# Coaching & Cornering experience. What's better for the fighter?



## Jimi (Jan 23, 2009)

I recently have been bumping heads with another member with a differing opinion. So I pose the question here, For Amateur Full Contact Fighting, Western Boxing, North American Kickboxing, K-1 Or Muay Thai, is it better to have someone trained or experienced in Coaching & Cornering from a Boxing or Kickboxing background? Or do any of you feel that Instructor Rank (Black Belt) is sufficient to field a Full Contact Fighter? I brought this here to keep others from feeling my questions & opinions are attacking them. I feel it is a good thing, and am not saying that Martial Artists can't train Kickboxers (Which may be someone else's opinion). Please give me your opinions.


----------



## Nolerama (Jan 23, 2009)

Man, I think it's all on perspective. If the corner/coach is aware of his fighter's strengths/weaknesses and is able to convey his coaching calmly, forcefully, and over the noise of the crowd and the fighter's own headgames, then I think that person is a functional, effective corner/coach.

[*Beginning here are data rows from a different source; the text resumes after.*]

PR #2464, opened 2021-11-23
Amend `explicit-cross-domain-links.js` code

danacotoran:
Amend `explicit-cross-domain-links` code to account for the possibility of someone accepting/rejecting cookies on the page that the cross-domain link is present. 

This was raised as a bug on the Brexit page, where the **Sign in** link is a cross-domain link (leading to DI Sign In territory). 
If someone has interacted with the cookie banner on this page, the link treats them as if they have not, i.e the `?cookie_consent=not_engaged` parameter remains unchanged, and the GA parameter is not added (if they have accepted cookies). The setting applies only after the page is reloaded.

## Before (the correct parameters are appended to the cross domain link only after the page is reloaded)
https://user-images.githubusercontent.com/7116819/143051955-22e6eb6a-f22f-48b1-b2e1-e6e59df52665.mov

## After (the correct parameters are appended to the cross domain link instantly when cookies are accepted or rejected)

https://user-images.githubusercontent.com/7116819/143052834-1f00cbc2-b2fe-41a6-8948-89e97a4e5b67.mov

Upon detecting the cookie consent or rejection event, the cross-domain link module should re-run and append the correct parameters to any cross domain links present on the page.

### DIFF
--- a/spec/javascripts/govuk_publishing_components/analytics/explicit-cross-domain-links.spec.js
+++ b/spec/javascripts/govuk_publishing_components/analytics/explicit-cross-domain-links.spec.js
@@ -66,7 +66,7 @@ describe('Explicit cross-domain linker', function () {
       expect(element.attr('href')).toEqual('/somewhere?cookie_consent=reject')
     })
 
-    describe('user accepts cookies', function () {
+    describe('user has accepted cookies', function () {
       it('modifies the link href to append cookie_consent parameter "accept" and adds _ga if trackers are present', function () {
         GOVUK.cookie('cookies_preferences_set', 'true')
         GOVUK.setConsentCookie({ usage: true })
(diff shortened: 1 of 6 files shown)


spec/javascripts/govuk_publishing_components/analytics/explicit-cross-domain-links.spec.js
```diff
@@ -93,6 +93,31 @@ describe('Explicit cross-domain linker', function () {
...
+        window.GOVUK.triggerEvent(window, 'cookie-consent')
+
+        expect(element.attr('href')).toEqual('/somewhere?cookie_consent=accept')
+      })
+
+      it('modifies the link href to append cookie_consent parameter "reject" if the cookie-reject event was fired', function () {
+        GOVUK.cookie('cookies_preferences_set', null)
+        explicitCrossDomainLinks.start(element)
+
+        GOVUK.cookie('cookies_preferences_set', 'true')
```
andysellick, line 114: These three lines appear to be duplicated in the previous test - could they be moved into a `beforeEach` function for this `describe` block?

andysellick (approved):
Overall looks good, one minor comment.

The code for `explicit-cross-domain-links` was already a bit of a spaghetti before these changes, I think once this change has gone in we should look at refactoring the code a little bit to make it clearer. Specifically there are a lot of guard clauses in the `start` function that maybe could be consolidated, and the whole thing could be restructured to make it more understandable. Something like:

```
window.addEventListener('cookie-consent', this.cookiesAreAccepted)
window.addEventListener('cookie-reject', this.cookiesAreRejected)

...

this.cookiesAreNotAnything = function () {
  this.decorate(element, 'cookie_consent=not-engaged')
}

this.cookiesAreAccepted = function () {
  // something here
}

this.cookiesAreRejected = function () {
  this.decorate(element, 'cookie_consent=reject')
}
```

spec/javascripts/govuk_publishing_components/analytics/explicit-cross-domain-links.spec.js
danacotoran: Great point, have updated as suggested.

In terms of boxing/kickboxing/full contact fighting/etc, I think the corner needs to be somewhat aware of the fighter's game. Don't some fighters have a family member corner instead of the coach? Is a black belt needed? Nope. Does experience in training count? Heck yeah it does. There's a balance between credential and capability. Some people have more of one than the other. Personally, I'd hope to be capable as a cornerman for one of my training partners rather than have a black belt for the sake of having one in order to "properly" corner. But then again, I'm training at an MMA gym where belt/ranks aren't as important as other things.

It all depends on the individual and that person's relationship with the fighter. IMO.


----------



## searcher (Jan 23, 2009)

I feel that if I were a swimmer I would want a person with swimming to be my coach, not a diving instructor.

If I am kickboxing, I want someone who has experience with kickboxing experience to be coaching me.   This would be the same for MMA, sport fighting, or anything else.  I have seen guys with little to no experience coaching try their best to help a fighter out and it never seems to end well.


----------



## jarrod (Jan 23, 2009)

there's a lot more to coaching than knowing & conveying the material.  i do a good job of preparing & instructing my fighters, but when they fight my coach comes with us to direct the actual corner work.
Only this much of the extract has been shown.